PR #383, opened 2018-03-27
Increase permission argument length in request

rra:
Permission arguments were allowed to be MAX_NAME_LENGTH (128
characters) in the permission_map table, but the request was still
capped at 64 characters.  Make these consistent.

Add a test, although since SQLite doesn't check any column
constraints the test will never fail unless you run the test against
a MySQL database.

### DIFF
--- a/grouper/fe/forms.py
+++ b/grouper/fe/forms.py
@@ -214,7 +214,7 @@ class GroupPermissionRequestDropdownForm(Form):
         "Argument",
         [
             validators.DataRequired(),
-            validators.Length(min=0, max=64),
+            validators.Length(min=0, max=constants.MAX_NAME_LENGTH),
             ValidateRegex(constants.ARGUMENT_VALIDATION),
         ],
     )
@@ -231,7 +231,7 @@ class GroupPermissionRequestTextForm(Form):
         "Argument",
         [
             validators.DataRequired(),
-            validators.Length(min=0, max=64),
+            validators.Length(min=0, max=constants.MAX_NAME_LENGTH),
             ValidateRegex(constants.ARGUMENT_VALIDATION),
         ],
     )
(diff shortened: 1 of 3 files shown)


rra:
I'm not super-excited about increasing the length of all names, since I think people are doing themselves a disservice by giving a group or a user that long of name. I have a hard time thinking of cases where you'd really want that, and you might even increase the chances of names that downstream systems can't handle.

If we want to make it larger, I'd be more inclined to introduce a new constant, `MAX_ARGUMENT_LENGTH`, and change all the code that manipulates permission arguments to use that instead.

cbguder:
Fair enough. I would also prefer to enforce length constraints in the application and not in the database, but that's even more work. Let's merge this and worry about that if we run into length issues again.

rra:
+100 on enforcing length constraints in the application instead of the database, particularly since SQLite ignores all database schemas and therefore our tests won't catch any of these failures. (A friend of mine recommended using `pg_virtualenv` for any tests of database applications instead since PostgreSQL actually implements the SQL standard, unlike SQLite and MySQL. Maybe worth considering in the future.)

I'm not sure there's any point in having any of the database fields be smaller than 255 characters. Maybe performance? I'm not sure whether the size of columns actually matters for modern databases, although I assume you don't want to make fields that you actually want to index into `Text` types.

cbguder:
Yep. For `VARCHAR` columns there should be no difference between 128 and 255, but I agree we probably don't want `TEXT`, and I definitely like PostgreSQL =)

rra:
FYI, this is stalled pending us figuring out a database migration strategy.

akorzo-dbx:
Closing as it's outdated and code changed since. The following PR takes care of this:

https://github.com/dropbox/merou/pull/676

PR #396, opened 2018-05-21
Subresource integrity & CSP

rickmark:


grouper/fe/template_util.py
```diff
@@ -7,6 +10,29 @@
 from grouper.fe.settings import settings
 
 
+RESOURCE_INTEGRITY_VALUES = {}
+CHUNK_SIZE = 1024 * 16
+
+
+def get_integrity_of_static(path):
```
lfaraone: Please cache this.

grouper/fe/templates/service.html
```diff
@@ -291,34 +298,3 @@ <h4 class="modal-title">Audit Group</h4>
 {% endif %}
 
 {% endblock %}
-
-{% block script %}
-{# The removeUserModal is generated once per page but could be used for any
```
lfaraone: Preserve this comment mayhaps.

grouper/fe/templates/service.html
```diff
@@ -238,8 +238,15 @@ <h4 class="modal-title">Remove User</h4>
     {% endif %}
 {% endmacro %}
 
-<div class="modal fade" id="auditModal" tabindex="-1" role="dialog"
-      aria-labelledby="auditModal" aria-hidden="true">
+<div class="modal fade"
```
lfaraone: Unneeded churn?

grouper/fe/template_util.py
```diff
@@ -1,6 +1,6 @@
+from base64 import b64encode
 from datetime import datetime
 from hashlib import sha384
-from base64 import b64encode
```
lfaraone: rebase and fixup this into the commit that introduced it

grouper/fe/templates/service.html
rickmark: The tag had to change due to the introduction of the UJS data-* fields anyway

grouper/fe/template_util.py
rickmark: It is cached in the `RESOURCE_INTEGRITY_VALUES` hash

grouper/fe/templates/service.html
rickmark: Moved to JS comment

lfaraone:
Please rebase rather than creating a merge commit as in 2c7b111381af3d66fc1b930d59ede5067b6517bb

grouper/fe/template_util.py
```diff
@@ -11,17 +11,24 @@
 
 
 RESOURCE_INTEGRITY_VALUES = {}
+CHUNK_SIZE = 1024 * 16
```
lfaraone: nit, but consider instead:
``` py
try:
    CHUNK_SIZE = os.statvfs(os.curdir).f_frsize
except AttributeError:
    # statvfs is unix only, fall back to sensible default
    CHUNK_SIZE = 4096 
```

fundamentally these files are tiny so it doesn't really matter.

config/dev.yaml
```diff
@@ -114,7 +114,7 @@ fe:
     # This is the prefix url in template to cdnjs. This allows you to point at
     # and internal mirror for production deployments.
     # Type: str
-    cdnjs_prefix: "//cdnjs.cloudflare.com"
+    cdnjs_prefix: "http://cdnjs.cloudflare.com"
```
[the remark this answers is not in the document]
rickmark: The problem is that CSP doesn't allow for scheme agnostic URLs.  So when we craft the CSP it needs to know the correct scheme (which of course we never really know because it may be TLS terminated before...)

What do you suggest?

grouper/fe/util.py
```diff
@@ -72,6 +72,54 @@ def initialize(self):
...
+        ]
+
+        policy = "default-src 'none'; img-src 'self'; style-src 'self' 'unsafe-inline'"
+
+        for item in style_items:
+            policy += " {cdn_url}{item}".format(cdn_url=settings["cdnjs_prefix"], item=item)
+
+        policy += "; script-src 'self'"
+
+        for item in script_items:
```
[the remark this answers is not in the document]
rickmark: If we introduce a CSP nonce, it may not work well if there's a reverse proxy before it that generates such nonces.

config/dev.yaml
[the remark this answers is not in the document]
lfaraone: Always serve the resource over HTTPS. It is fine to load HTTPS JS from an insecure origin.

grouper/fe/util.py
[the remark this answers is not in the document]
lfaraone: The RP in question exposes that nonce to you as an HTTP header :)

rra:
Resolved by https://github.com/dropbox/merou/pull/520, https://github.com/dropbox/merou/pull/523, https://github.com/dropbox/merou/pull/531, and https://github.com/dropbox/merou/pull/533.

PR #400, opened 2018-07-09
Add integration tests for API endpoints

cbguder:
Tests will pass once #399 is merged.

### DIFF
--- a/requirements-dev.txt
+++ b/requirements-dev.txt
@@ -1,10 +1,11 @@
+coverage==3.7.1
+flake8-import-order==0.8
+flake8==2.5.4
+groupy
+mock==2.0.0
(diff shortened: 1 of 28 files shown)


requirements-dev.txt
```diff
@@ -8,3 +8,4 @@ mock==2.0.0
 flake8==2.5.4
 flake8-import-order==0.8
 selenium==3.6.0
+groupy
```
herb: shouldn't we pin the version? and sort alphabetically?

cbguder: Yeah, we should sort alphabetically. As for the version, I intentionally left that unpinned so tests always run against the latest stable release.

PR #658, opened 2024-09-13
Adds Plausible to AppLayout

### LINKED ISSUE #630: Plausible on SvelteKit
Stick with current filters: only logged-in users and never on embeds.

allanlasser:
Closes #630

This should only track pageviews on application routes for signed-in users.

To test, open the DevTools Network panel and check that pageview events are being sent to Plausible. Since we don't have a property set up for preview deployments or `next.www.documentcloud.org`, we don't see these events reported in the Plausible interface.

**Update** We now have a Plausible property for `next.www.documentcloud.org`.

### DIFF
--- a/src/lib/components/common/PlausibleTracker.svelte
+++ b/src/lib/components/common/PlausibleTracker.svelte
@@ -10,13 +10,14 @@
 
   let plausible;
   const user: Writable<Maybe<User>> = getContext("me");
+  const embed: Writable<boolean> = getContext("embed");
 
   onMount(() => {
     plausible = Plausible();
   });
 
   afterNavigate(() => {
-    if (user && browser) {
+    if (!embed && user && browser) {
       plausible.trackPageview();
     }
   });
--- a/src/lib/components/common/PlausibleTracker.svelte
+++ b/src/lib/components/common/PlausibleTracker.svelte
@@ -1,0 +1,27 @@
+<script lang="ts">
+  import Plausible from "plausible-tracker";
+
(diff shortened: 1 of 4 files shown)


src/lib/components/common/PlausibleTracker.svelte
```diff
@@ -0,0 +1,27 @@
...
+  import { afterNavigate } from "$app/navigation";
+  import { browser } from "$app/environment";
+  import type { User } from "@/lib/api/types";
+  import type { Maybe } from "@/api/types/common";
+
+  let plausible;
+  const user: Writable<Maybe<User>> = getContext("me");
+
+  onMount(() => {
+    if (browser) {
```
eyeseast, line 15: `onMount` is only ever called in the browser, so we don't need this `if` here.

src/lib/components/common/PlausibleTracker.svelte
```diff
@@ -0,0 +1,27 @@
...
+      plausible = Plausible();
+    }
+  });
+
+  afterNavigate(() => {
+    if (user && browser) {
```
eyeseast, line 21: We also want to check if we're in an embed request. There's a value set in the root layout and passed down through context.

Calling `getContext('embed')` will be true if we're in an embed.

We don't want to inject any tracking code into embeds.

allanlasser: I think this is solved by not relying on `AppLayout` in root—see some of the route filesystem changes in #657.

eyeseast (approved):

PR #665, opened 2024-09-17
Adds permissions utilities

allanlasser:
- Adds utility functions for checking user permissions
- Adds a `getCurrentUser` helper that simplifies imports when getting `me` from context.
- Creates dedicated directory for storing our `*.demo.svelte` components.

This raises a design question: should we continue to use `<SignedIn>` and compose our permissions checks (expanding permission components to include `<CanUploadFiles>`), is an inline `{#if isSignedIn($me)}…{:else}…{/if}` a better approach, or are both valid?

### DIFF
--- a/src/routes/documents/+page.svelte
+++ b/src/routes/documents/+page.svelte
@@ -1,5 +1,5 @@
 <script lang="ts">
-  import type { DocumentResults, User } from "$lib/api/types";
+  import type { DocumentResults } from "$lib/api/types";
 
   import { _ } from "svelte-i18n";
   import { PlusCircle16 } from "svelte-octicons";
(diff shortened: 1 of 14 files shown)


src/routes/documents/+page.svelte
```diff
@@ -54,12 +61,14 @@
   <DocumentBrowser slot="content" documents={searchResults} {query} {pending} />
 
   <svelte:fragment slot="action">
-    <SignedIn>
-      <Button mode="primary" href="/upload/">
-        <PlusCircle16 />{$_("sidebar.upload")}
-      </Button>
+    {#if isSignedIn($me)}
```
eyeseast, line 64: I think this nesting is fine. We have two things we need to check, and one is going to be contingent on the other. Just a side effect of the system we have.

eyeseast (approved):

PR #673, opened 2024-09-17
Set selected context for bulk actions

### LINKED ISSUE #663: Bulk actions are missing "selected" context
Regression since we refactored the search results layout.

eyeseast:
Closes #663 

Related: the search API doesn't let us expand `projects`, so there's no way to pre-populate common projects without re-fetching. Going to open a new backend issue for that.


src/lib/components/forms/Projects.svelte
```diff
@@ -33,11 +33,13 @@ and we don't want to do that everywhere.
...
+  $: console.log(documents);
+
   $: common = new Set(
     intersection(
-      documents.map((d) => d.projects),
+      documents.map((d) => d.projects ?? []),
       (a, b) => {
-        return a.id === b.id;
+        return a.id === b?.id;
       },
```
allanlasser, line 43: If we enable the `noUncheckedIndexedAccess` TS rule, these accesses should get flagged as type errors. Of course that will create a ton of work to fix, but should prevent bugs like this in the future.

allanlasser (approved):

src/lib/components/forms/Projects.svelte
eyeseast: Might be worth doing. I wish the API were more consistent between Solr and Postgres.

allanlasser: I'll make an issue for it. I think there's a bunch of optimization and code quality tasks we can tackle post-launch.

allanlasser: #674 and #675 😎

PR #682, opened 2024-09-19
Search highlights

### LINKED ISSUE #501: Search highlights
Current version: https://www.documentcloud.org/app?q=boston

API: https://api.www.documentcloud.org/api/documents/search/?q=boston&hl=true&expand=user,organization

Highlights are both pages and notes.

allanlasser:
Closes #501

This styles search highlights and creates components for consistently rendering highlights and groups of highlights.


src/lib/components/common/HighlightGroup.svelte
```diff
@@ -0,0 +1,72 @@
+<!-- @component A collection of highlights from search results.-->
+
+<script lang="ts">
+  import { _ } from "svelte-i18n";
+
+  type H = $$Generic;
+
+  export let open = false;
+  export let highlights: [string, H][] = [];
```
allanlasser, line 9: @eyeseast Here's an instance of using generic types with component props. Because I define `H` as generic, it will infer the entry value type of `highlights` based on what I pass in. That means that when I pass `highlight` back to the slot, the type is the same as it was given to the component.

This allows us to create a common wrapper for both page highlights and note highlights, while deferring their actual rendering to the parent. You'll see what I mean in a second.

src/lib/components/documents/NoteHighlights.svelte
```diff
@@ -17,63 +17,33 @@
...
+<HighlightGroup {highlights} getHref={noteHref} bind:open>
+  <svelte:fragment slot="summary">
+    {$_("documents.matchingNotes", { values: { n: highlights.length } })}
+  </svelte:fragment>
+  <svelte:fragment let:highlight>
+    <Highlight
+      title={(highlight.title ?? []).join("\n").trim()}
+      segments={highlight.description}
+    />
+  </svelte:fragment>
```
allanlasser, line 48: Here, the type of `highlight` is the same as the type of the object value from `highlights`. This means I can safely access properties inside each `highlight` from children of the `HighlightGroup`, regardless of whether it's a note with keyed subproperties or a page with just strings.

src/lib/components/common/HighlightGroup.svelte
eyeseast: Interesting. I'm not sure I totally get it, and [this RFC](https://github.com/dummdidumm/rfcs/blob/ts-typedefs-within-svelte-components/text/ts-typing-props-slots-events.md#discarded-alternative-1) makes it look like `$$Generics` might not last, but I'm willing to try it and adapt as we need to.

eyeseast (approved):

src/lib/components/common/HighlightGroup.svelte
allanlasser: Ah thanks for that link—looks like this is the better way to implement:

```
<script lang="ts" generics="H">
```

Issue #644, opened 2024-08-28
Toolbars overflow on small screens


eyeseast:
Seeing this in both the top nav and the bottom toolbar. We may need to decide which things to hide when we run out of space.

![Screenshot 2024-08-28 at 8 48 12 AM](https://github.com/user-attachments/assets/c77879c1-4bbc-478a-9759-cc9db3eed0d9)

![Screenshot 2024-08-28 at 8 48 03 AM](https://github.com/user-attachments/assets/6466d66c-3d3e-4d86-9fbf-0d45dc58746f)

allanlasser:
Yeah, we need some major design consideration for adapting to smaller screens.

PR #683, opened 2024-09-19
Responsive toolbars

### LINKED ISSUE #656: Tab component should have a link mode
Tabs are basically a kind of button, and sometimes those should be links, so we should add an `href` property that makes the tab into a real `a` tag.

allanlasser:
Addresses #644
Fixes #656 

- [x] `Navigation`

#### `Viewer`
- [x] `ReadingToolbar`
- [x] `AnnotationToolbar`
- [x] `RedactionToolbar`
- [x] `PaginationToolbar`

#### `DocumentBrowser`
- [x] Search toolbar
- [x] Pagination toolbar

---

- [x] Hide `PaginationToolbar` in `notes` mode

Am I forgetting any?

---

Will follow up with separate fixes for:

- #692 
- #691


eyeseast:
I think the toolbar in `notes` mode is now empty, so it can just go away. There may be other places like this, too.

eyeseast (approved):

PR #697, opened 2024-09-23
Uses SidebarLayout for DocumentLayout

allanlasser:
- Uses updated SidebarLayout for presenting documents
- Adds buttons to viewer toolbar for opening sidebars when they are present on the page


eyeseast:
Looks like this fixes documents on mobile but breaks search:

Screenshot 2024-09-23 at 10 16 30 AM

allanlasser:
Good catch!

eyeseast (approved):

PR #699, opened 2024-09-23
Updates DocumentListItem

### LINKED ISSUE #686: Document list item needs an access indicator
I realized when looking at all of my documents I can't tell which are public.

allanlasser:
Fixes #686

- Adds access indicator
- Improves document link UX
- Fine tunes styling


package.json
```diff
@@ -90,10 +90,10 @@
     "check:watch": "svelte-kit sync && svelte-check --tsconfig ./jsconfig.json --watch",
     "test": "npm run test:unit && npm run test:browser",
     "test:browser": "playwright test",
-    "test:unit": "vitest run",
-    "test:watch": "vitest watch",
-    "test:coverage": "vitest run --coverage",
-    "test:dev": "vitest watch --coverage",
+    "test:unit": "TZ=UTC vitest run",
```
eyeseast, line 93: I bet we can solve this in the action running environment. But not going to mess with that now. This is fine.

eyeseast (approved):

====

__EXERCISE DESCRIPTION__: Note how many lines in the data above have the string "statvfs" in them, and give that number by itself.

__REPLY__: 2